» **What is being asked**: Find every line in the entries that holds the string "think" and report it.

» **Supplied data**:
• • • • • • •

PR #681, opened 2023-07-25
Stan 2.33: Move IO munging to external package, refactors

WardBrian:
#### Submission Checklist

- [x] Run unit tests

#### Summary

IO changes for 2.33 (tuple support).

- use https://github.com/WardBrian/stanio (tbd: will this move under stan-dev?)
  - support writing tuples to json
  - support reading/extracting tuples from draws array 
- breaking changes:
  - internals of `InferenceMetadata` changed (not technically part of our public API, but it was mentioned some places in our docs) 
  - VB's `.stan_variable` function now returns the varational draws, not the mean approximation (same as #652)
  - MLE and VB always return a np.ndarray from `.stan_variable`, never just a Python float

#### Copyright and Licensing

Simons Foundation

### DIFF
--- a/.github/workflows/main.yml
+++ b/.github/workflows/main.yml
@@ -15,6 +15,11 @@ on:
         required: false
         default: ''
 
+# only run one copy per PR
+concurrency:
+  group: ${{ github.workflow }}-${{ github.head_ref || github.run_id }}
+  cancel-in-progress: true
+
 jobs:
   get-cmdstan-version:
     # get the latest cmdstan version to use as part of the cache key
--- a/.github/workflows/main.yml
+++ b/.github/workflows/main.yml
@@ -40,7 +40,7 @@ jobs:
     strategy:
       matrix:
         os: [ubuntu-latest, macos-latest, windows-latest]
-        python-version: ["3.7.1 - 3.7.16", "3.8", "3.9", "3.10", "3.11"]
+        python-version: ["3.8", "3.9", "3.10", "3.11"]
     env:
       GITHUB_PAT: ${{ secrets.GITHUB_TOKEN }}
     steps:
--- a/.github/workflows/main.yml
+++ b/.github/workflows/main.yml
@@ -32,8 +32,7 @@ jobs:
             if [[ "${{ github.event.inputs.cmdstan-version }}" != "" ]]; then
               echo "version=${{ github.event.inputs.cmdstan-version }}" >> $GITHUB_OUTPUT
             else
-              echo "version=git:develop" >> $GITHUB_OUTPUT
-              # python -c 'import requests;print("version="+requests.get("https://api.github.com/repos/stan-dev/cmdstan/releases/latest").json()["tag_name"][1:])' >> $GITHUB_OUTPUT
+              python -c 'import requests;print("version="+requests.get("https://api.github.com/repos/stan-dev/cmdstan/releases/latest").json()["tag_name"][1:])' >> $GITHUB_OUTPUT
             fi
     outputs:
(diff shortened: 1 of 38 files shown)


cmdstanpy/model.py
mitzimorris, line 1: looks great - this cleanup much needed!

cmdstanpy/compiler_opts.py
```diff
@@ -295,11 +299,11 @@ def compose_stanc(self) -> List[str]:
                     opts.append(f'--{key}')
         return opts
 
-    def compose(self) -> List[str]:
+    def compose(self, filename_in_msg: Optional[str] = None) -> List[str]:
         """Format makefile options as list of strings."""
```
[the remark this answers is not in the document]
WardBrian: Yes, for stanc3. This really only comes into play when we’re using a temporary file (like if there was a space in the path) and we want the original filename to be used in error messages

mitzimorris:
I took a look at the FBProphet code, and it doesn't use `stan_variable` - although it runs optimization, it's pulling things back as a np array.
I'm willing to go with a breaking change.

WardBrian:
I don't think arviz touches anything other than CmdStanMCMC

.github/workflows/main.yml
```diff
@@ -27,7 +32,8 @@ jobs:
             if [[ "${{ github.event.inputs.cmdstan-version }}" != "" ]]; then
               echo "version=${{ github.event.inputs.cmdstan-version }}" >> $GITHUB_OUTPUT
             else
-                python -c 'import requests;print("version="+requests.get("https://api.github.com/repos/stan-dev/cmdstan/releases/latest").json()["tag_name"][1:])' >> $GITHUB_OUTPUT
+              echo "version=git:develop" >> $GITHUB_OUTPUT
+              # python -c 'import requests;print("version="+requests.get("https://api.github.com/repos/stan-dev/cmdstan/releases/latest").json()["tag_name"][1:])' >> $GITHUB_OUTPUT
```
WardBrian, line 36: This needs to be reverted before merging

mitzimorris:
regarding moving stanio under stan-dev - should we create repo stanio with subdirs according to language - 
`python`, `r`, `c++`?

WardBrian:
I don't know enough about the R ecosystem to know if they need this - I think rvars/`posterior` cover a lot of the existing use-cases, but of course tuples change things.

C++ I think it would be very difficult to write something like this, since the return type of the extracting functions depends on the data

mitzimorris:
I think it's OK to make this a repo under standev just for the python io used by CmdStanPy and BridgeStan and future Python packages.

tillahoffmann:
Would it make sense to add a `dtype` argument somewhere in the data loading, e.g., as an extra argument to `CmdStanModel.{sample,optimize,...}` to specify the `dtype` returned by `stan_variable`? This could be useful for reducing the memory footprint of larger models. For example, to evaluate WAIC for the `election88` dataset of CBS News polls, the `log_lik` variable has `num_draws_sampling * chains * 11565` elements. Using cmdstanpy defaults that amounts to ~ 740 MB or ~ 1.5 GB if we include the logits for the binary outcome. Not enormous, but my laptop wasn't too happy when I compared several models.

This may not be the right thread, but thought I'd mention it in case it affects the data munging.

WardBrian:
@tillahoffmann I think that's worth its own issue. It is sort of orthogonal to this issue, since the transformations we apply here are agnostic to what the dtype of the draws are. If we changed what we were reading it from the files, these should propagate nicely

• • • • • • •

» **Problem solution**:
I don't think arviz touches anything other than CmdStanMCMC
I don't know enough about the R ecosystem to know if they need this - I think rvars/`posterior` cover a lot of the existing use-cases, but of course tuples change things.
C++ I think it would be very difficult to write something like this, since the return type of the extracting functions depends on the data
I think it's OK to make this a repo under standev just for the python io used by CmdStanPy and BridgeStan and future Python packages.
@tillahoffmann I think that's worth its own issue. It is sort of orthogonal to this issue, since the transformations we apply here are agnostic to what the dtype of the draws are. If we changed what we were reading it from the files, these should propagate nicely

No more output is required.